▼▼▼
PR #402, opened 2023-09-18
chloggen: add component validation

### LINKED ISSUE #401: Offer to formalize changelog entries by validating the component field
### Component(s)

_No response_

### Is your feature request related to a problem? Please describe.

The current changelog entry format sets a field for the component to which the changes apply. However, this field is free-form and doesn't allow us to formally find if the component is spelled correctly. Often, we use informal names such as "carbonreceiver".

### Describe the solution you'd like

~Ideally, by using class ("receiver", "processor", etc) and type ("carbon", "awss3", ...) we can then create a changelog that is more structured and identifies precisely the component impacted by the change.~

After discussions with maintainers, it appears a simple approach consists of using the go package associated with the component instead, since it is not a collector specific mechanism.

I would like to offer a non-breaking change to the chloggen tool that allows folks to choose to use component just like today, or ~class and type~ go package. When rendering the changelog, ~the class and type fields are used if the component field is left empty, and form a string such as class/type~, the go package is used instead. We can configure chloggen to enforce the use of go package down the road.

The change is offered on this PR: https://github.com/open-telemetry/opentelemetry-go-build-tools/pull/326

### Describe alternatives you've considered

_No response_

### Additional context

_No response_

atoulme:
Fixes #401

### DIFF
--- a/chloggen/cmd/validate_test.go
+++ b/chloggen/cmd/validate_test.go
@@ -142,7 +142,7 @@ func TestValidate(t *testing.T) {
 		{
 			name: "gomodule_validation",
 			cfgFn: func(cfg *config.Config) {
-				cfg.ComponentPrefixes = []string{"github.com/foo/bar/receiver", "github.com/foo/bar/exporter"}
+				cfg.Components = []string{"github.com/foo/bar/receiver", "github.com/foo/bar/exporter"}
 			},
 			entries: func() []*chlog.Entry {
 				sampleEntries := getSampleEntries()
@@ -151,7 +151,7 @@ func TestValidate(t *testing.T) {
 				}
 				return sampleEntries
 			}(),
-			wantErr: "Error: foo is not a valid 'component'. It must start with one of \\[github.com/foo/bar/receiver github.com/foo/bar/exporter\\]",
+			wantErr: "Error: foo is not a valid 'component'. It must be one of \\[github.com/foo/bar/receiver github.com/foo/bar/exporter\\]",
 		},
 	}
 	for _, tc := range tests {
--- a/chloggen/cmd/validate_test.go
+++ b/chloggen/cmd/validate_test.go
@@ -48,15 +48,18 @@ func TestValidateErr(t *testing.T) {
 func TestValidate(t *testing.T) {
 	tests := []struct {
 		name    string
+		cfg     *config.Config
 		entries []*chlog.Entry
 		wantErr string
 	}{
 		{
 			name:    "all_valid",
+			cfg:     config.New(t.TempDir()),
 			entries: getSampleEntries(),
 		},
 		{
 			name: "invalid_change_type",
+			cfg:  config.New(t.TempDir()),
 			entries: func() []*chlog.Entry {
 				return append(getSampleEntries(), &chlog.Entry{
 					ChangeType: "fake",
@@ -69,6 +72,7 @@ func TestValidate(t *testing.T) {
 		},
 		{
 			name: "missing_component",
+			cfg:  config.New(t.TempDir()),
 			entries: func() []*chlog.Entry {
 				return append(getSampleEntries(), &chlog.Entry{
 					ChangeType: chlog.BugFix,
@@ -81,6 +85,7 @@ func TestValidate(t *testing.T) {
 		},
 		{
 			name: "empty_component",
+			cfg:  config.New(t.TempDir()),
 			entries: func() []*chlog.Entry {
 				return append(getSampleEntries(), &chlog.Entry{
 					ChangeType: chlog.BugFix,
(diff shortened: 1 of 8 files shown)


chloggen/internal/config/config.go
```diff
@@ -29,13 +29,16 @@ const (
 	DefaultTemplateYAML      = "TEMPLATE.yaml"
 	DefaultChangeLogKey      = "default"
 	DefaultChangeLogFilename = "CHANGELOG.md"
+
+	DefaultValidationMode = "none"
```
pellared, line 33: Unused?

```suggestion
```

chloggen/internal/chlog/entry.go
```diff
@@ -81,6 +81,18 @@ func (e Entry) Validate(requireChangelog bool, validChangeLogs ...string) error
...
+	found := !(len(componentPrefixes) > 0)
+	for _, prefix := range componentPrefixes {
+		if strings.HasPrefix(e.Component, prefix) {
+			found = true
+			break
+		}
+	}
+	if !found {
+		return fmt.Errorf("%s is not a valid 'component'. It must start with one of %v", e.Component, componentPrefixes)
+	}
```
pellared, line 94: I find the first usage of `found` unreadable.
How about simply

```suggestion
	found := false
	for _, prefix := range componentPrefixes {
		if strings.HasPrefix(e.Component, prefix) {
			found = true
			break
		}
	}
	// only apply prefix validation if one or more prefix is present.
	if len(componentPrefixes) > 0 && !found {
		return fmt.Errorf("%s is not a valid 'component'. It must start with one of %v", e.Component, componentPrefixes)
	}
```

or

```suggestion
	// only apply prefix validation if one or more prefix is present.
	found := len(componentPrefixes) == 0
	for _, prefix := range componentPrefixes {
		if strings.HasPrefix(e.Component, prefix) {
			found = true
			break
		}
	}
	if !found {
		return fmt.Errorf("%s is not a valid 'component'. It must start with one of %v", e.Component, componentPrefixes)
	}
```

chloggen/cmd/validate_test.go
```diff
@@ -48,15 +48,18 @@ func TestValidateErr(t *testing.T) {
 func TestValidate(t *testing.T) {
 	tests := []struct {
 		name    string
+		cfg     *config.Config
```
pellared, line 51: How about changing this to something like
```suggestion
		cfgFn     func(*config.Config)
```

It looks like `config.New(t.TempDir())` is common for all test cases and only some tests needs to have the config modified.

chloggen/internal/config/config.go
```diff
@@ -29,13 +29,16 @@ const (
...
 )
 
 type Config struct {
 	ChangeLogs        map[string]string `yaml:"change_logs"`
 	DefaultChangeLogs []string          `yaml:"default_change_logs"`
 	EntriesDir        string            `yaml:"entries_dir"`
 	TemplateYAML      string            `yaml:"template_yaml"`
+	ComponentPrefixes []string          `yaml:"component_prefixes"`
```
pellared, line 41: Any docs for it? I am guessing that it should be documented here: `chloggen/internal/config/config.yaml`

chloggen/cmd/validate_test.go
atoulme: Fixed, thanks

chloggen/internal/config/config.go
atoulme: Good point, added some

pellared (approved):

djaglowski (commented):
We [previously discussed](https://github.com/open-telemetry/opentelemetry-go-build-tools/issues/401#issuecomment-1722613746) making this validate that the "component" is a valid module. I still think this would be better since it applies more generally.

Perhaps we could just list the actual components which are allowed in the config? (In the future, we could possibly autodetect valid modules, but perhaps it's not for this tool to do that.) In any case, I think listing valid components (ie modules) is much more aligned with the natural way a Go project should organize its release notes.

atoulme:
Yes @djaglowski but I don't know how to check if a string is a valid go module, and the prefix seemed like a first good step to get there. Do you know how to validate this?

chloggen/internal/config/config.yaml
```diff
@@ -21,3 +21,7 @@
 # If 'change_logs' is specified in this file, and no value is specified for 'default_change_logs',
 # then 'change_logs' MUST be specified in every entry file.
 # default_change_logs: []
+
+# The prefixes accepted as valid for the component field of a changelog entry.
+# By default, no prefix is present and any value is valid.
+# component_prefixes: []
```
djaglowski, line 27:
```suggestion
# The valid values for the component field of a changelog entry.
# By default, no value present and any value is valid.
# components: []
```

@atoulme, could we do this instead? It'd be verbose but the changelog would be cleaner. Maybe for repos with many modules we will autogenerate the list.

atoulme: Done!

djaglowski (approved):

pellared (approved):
▲▲▲
▼▼▼
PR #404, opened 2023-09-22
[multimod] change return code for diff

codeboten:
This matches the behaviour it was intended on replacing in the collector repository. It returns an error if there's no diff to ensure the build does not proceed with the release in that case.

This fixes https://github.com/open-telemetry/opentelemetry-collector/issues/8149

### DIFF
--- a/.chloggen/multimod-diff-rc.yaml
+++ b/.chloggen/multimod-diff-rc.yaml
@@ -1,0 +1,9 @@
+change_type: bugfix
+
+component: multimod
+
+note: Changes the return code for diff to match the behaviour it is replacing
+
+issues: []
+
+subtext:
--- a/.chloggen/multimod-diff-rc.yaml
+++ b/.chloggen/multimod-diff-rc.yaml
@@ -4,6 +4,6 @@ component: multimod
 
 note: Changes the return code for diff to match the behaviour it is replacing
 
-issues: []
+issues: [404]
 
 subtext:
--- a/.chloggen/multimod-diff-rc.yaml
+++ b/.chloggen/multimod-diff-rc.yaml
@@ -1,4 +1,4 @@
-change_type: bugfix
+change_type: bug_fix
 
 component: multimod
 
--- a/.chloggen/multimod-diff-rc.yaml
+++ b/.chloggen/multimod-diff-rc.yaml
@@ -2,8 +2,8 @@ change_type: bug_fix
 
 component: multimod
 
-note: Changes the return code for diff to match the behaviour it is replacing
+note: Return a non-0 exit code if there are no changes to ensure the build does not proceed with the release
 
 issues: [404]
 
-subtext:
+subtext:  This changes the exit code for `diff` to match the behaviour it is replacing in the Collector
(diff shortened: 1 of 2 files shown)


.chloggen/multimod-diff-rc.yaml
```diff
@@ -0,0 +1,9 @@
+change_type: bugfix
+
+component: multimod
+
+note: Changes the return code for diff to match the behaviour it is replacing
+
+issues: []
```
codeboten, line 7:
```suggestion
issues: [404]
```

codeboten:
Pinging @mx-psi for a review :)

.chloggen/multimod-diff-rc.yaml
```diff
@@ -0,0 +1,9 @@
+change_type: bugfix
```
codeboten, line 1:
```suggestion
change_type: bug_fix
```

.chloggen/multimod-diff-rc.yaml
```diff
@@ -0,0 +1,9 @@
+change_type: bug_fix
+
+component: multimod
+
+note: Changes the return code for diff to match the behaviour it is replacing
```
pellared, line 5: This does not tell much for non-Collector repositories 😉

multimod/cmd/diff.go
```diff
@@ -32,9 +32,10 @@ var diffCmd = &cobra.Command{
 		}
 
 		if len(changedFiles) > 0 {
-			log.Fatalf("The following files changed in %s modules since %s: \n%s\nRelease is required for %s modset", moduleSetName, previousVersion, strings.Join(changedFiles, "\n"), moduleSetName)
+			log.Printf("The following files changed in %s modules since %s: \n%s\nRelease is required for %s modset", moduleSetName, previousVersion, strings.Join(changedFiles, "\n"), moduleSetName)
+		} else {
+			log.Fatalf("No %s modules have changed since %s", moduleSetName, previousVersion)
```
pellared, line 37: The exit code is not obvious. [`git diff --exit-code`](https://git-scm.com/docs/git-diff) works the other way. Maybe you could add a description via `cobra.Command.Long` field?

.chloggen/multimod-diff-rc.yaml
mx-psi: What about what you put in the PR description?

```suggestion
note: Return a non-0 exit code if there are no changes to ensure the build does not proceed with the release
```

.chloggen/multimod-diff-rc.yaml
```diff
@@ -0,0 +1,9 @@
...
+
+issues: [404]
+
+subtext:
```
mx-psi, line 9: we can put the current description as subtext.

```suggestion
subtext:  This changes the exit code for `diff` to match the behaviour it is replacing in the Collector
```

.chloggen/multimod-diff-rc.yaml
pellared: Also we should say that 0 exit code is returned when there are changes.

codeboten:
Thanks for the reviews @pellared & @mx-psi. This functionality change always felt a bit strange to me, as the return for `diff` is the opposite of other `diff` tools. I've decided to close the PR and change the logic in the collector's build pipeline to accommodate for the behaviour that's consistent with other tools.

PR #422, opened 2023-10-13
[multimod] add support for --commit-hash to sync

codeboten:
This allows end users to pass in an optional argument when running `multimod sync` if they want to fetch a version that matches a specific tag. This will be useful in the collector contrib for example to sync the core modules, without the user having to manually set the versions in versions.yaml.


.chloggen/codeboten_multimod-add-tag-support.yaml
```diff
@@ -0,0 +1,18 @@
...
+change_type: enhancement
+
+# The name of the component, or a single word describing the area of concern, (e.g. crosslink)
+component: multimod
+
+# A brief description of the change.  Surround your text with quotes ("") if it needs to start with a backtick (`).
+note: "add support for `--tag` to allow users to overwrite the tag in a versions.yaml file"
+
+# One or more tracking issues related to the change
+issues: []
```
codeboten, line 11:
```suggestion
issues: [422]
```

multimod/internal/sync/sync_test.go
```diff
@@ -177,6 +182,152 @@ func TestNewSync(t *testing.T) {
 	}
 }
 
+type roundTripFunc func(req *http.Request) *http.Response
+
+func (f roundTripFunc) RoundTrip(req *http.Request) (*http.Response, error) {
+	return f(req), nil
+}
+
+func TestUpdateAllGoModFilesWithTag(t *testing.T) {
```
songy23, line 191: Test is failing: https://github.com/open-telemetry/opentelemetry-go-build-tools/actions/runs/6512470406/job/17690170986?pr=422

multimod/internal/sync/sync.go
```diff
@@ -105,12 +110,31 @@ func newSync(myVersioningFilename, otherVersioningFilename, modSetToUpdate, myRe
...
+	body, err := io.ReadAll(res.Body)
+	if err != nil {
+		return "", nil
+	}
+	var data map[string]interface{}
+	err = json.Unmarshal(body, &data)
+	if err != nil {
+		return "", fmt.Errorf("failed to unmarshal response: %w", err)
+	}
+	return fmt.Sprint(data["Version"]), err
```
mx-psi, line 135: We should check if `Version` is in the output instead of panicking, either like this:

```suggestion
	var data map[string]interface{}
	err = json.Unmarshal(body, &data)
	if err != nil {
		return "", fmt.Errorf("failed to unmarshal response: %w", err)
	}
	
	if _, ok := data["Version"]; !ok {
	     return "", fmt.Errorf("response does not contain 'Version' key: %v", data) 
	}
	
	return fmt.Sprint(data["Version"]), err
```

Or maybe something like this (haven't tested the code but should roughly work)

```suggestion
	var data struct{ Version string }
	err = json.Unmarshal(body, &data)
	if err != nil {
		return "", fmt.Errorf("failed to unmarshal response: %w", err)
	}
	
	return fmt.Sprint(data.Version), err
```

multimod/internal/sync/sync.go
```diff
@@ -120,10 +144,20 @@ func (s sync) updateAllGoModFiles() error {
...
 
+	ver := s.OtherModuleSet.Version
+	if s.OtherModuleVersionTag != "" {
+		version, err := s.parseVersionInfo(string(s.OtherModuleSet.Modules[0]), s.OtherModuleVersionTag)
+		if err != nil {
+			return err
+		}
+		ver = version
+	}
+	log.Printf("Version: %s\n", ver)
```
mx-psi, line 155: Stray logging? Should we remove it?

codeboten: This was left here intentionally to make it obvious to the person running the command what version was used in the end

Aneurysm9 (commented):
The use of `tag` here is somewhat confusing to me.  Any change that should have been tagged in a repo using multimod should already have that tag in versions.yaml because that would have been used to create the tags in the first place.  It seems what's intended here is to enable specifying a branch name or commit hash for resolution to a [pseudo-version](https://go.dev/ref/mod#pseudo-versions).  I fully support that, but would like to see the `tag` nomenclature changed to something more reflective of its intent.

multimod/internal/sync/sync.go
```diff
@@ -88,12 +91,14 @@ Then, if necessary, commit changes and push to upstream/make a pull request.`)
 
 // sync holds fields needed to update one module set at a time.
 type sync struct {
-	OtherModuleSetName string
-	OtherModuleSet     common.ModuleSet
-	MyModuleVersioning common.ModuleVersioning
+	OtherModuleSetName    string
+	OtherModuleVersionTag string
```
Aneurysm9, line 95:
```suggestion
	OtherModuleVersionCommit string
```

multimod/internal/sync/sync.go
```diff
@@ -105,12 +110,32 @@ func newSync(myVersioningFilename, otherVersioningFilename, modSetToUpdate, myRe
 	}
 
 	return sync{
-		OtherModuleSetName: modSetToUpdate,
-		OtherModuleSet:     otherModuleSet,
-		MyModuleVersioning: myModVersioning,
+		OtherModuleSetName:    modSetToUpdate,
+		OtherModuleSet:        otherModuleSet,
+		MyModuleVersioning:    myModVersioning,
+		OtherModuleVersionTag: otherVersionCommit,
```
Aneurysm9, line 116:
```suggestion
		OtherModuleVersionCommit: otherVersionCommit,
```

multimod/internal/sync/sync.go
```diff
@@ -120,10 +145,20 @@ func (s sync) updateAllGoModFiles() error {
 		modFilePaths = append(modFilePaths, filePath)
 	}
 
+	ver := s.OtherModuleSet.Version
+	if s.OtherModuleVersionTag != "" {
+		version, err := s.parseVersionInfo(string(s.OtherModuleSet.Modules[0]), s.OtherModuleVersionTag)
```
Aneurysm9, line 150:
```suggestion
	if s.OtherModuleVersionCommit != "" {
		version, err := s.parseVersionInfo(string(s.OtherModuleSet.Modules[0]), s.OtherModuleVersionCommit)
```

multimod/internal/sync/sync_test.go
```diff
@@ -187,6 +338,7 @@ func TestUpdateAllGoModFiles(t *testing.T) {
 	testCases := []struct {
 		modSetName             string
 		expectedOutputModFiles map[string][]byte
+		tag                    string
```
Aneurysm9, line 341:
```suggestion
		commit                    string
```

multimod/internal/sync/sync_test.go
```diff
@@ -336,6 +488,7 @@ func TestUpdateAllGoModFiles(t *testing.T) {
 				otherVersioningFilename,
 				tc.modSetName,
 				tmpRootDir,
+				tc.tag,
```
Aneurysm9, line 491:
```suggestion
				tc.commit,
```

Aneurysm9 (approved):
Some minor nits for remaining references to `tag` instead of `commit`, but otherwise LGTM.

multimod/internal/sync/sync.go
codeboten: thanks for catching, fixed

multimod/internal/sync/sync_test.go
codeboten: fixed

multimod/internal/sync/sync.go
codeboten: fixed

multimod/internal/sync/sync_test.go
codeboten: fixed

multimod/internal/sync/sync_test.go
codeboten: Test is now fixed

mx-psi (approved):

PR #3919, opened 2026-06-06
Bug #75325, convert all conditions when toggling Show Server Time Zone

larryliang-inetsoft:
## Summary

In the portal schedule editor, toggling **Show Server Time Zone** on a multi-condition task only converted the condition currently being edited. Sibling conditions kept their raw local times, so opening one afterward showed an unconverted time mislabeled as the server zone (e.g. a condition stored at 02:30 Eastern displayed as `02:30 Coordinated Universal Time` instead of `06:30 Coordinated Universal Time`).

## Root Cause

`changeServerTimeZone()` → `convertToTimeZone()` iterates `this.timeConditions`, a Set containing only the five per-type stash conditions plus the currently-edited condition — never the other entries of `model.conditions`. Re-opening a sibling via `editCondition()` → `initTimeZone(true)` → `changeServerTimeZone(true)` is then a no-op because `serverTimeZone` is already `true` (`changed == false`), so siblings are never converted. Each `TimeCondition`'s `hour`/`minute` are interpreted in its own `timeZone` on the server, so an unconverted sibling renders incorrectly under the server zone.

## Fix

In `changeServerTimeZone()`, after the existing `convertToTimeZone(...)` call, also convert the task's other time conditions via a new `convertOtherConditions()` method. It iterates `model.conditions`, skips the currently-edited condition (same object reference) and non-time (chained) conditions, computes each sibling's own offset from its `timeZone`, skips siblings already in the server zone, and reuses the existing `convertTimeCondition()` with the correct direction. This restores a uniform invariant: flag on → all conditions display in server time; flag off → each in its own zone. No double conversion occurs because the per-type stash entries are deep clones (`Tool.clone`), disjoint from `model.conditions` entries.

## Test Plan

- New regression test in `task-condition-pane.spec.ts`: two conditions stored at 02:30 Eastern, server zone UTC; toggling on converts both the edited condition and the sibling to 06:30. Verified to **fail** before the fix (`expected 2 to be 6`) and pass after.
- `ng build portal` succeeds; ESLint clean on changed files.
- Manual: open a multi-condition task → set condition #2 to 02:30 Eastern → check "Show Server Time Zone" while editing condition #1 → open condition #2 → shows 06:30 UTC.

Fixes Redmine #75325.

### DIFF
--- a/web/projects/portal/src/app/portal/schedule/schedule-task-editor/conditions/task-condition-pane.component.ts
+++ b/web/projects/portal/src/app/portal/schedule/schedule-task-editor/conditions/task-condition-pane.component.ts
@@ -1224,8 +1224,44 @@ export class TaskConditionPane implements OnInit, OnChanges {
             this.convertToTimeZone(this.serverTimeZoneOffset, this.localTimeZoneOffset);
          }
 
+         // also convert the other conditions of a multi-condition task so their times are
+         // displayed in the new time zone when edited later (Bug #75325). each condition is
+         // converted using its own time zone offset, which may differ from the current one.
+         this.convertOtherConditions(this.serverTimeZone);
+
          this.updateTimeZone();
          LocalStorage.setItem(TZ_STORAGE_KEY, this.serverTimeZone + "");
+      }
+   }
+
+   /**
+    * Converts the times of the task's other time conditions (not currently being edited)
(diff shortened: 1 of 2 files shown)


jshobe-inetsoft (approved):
▲▲▲
Assignment:
Count each line of the listing above that holds the string "interface", and state that count without anything added.

Exercise result:
2